Tra le fila della squadra ha brillato, su tutti, Paulo Dybala, arrivato in grande stile dalla Juventus a parametro zero in estate e rivelatosi esattamente il giocatore che la piazza si augurava di vedere: in costante rendimento dal primo all’ultimo impregno. Tolto qualche stop di medio-breve durata, a causa degli infortuni subiti, la Joya, in tutta la stagione, tra campionato e coppe, ha disputato 2.506 minuti per 38 partite, 18 gol e 8 assist, score realizzativo migliore dalla stagione 2017/18.

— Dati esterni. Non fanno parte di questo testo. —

PR #1750, opened 2023-06-22
Fixes accidental deletion of Repository resource from state

t0yv0:
Resolves #ISSUE_NUMBER

----

### Before the change?

Currently when the user does not authenticate the provider, refreshing a GithubRepository resource drops it from the state, which is unexpected and very confusing.

### After the change?

The suggested fix consults the resource data to infer the appropriate owner to use instead of the empty owner. For pubic repositories this makes the Read method proceed correctly.

### Other information

The suspected root cause of this is: when AnonymousHTTPClient is used, owner == "" and this causes resourceGithubRepositoryRead to issue requests to non-existent URLs such as https://github.com//myrepo and subsequently interpret 404 as a reason to drop the resource from the state.

----

### Pull request checklist

- [x] No

If `Yes`, what's the impact:  

* N/A

### Pull request type

 
 

- Bugfix: `Type: Bug`

----

### DIFF
--- a/github/resource_github_repository.go
+++ b/github/resource_github_repository.go
@@ -593,8 +593,15 @@ func resourceGithubRepositoryCreate(d *schema.ResourceData, meta interface{}) er
 
 func resourceGithubRepositoryRead(d *schema.ResourceData, meta interface{}) error {
 	client := meta.(*Owner).v3client
+
 	owner := meta.(*Owner).name
 	repoName := d.Id()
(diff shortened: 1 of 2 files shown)


kfcampbell (approved):
In a perfect world, we would have something like this for every resource/data source. Right now using the provider unauthenticated is not a good experience. 

Thank you for contributing!

Issue #1746, opened 2023-06-21
[BUG]: Regression with Dependabot Organization secret since v5.27.0


frankywahl:
Hi there,

There seems to be a regression introduced by version 5.28. My best understanding would be something relating to https://github.com/integrations/terraform-provider-github/pull/1718/files#diff-f746541448646d1732c2951600cb385e74f53f48d4d182d878c26d330ef04e0cR54 and how the go-github client moved over to using int64 as ids in v53.0.0

### Terraform Version
Terraform version: 1.5.0
Github Provider Version: v5.28.0 (Also happens in v5.27.0)

### Affected Resource(s)
- github_dependabot_organization_secret

### Panic Output
<details>
<summary> Stack Trace Output </summary>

Assieme all’argentino, spicca anche il profilo di Chris Smalling, quest’anno trentatreenne, classe 1989, ma ancora pilastro insostituibile della difesa romanista. L’inglese ha messo in mostra il suo lato stakanovista, disputando 47 gare in un totale di oltre 4mila minuti giocati e mantenendo una media di 96 minuti per partita. Anche sul piano tecnico, ha donato qualità al reparto, con l’88% di passaggi completati e il 93% di contrasti vinti: numeri impressionati.
Da annotare anche il nome di Nemanja Matic, che dopo un inizio in sordina, dovuto probabilmente ad un periodo di adattamento al campionato italiano, è rapidamente cresciuto, giornata dopo giornata, arrivando a totalizzare 50 presenze, due reti e tre assist, per 3.114 minuti, e diventando il perno del reparto di centrocampo grazie ad una spiccata dote nei contrasti e nelle ripartenze palla al piede.

Tre nomi, quelli fatti in quest’ultimo paragrafo, dai quali Mourinho si augura di ripartire per la prossima stagione, possibilmente affiancati da nuovi volti, che sappiano rinforzare adeguatamente la formazione titolare.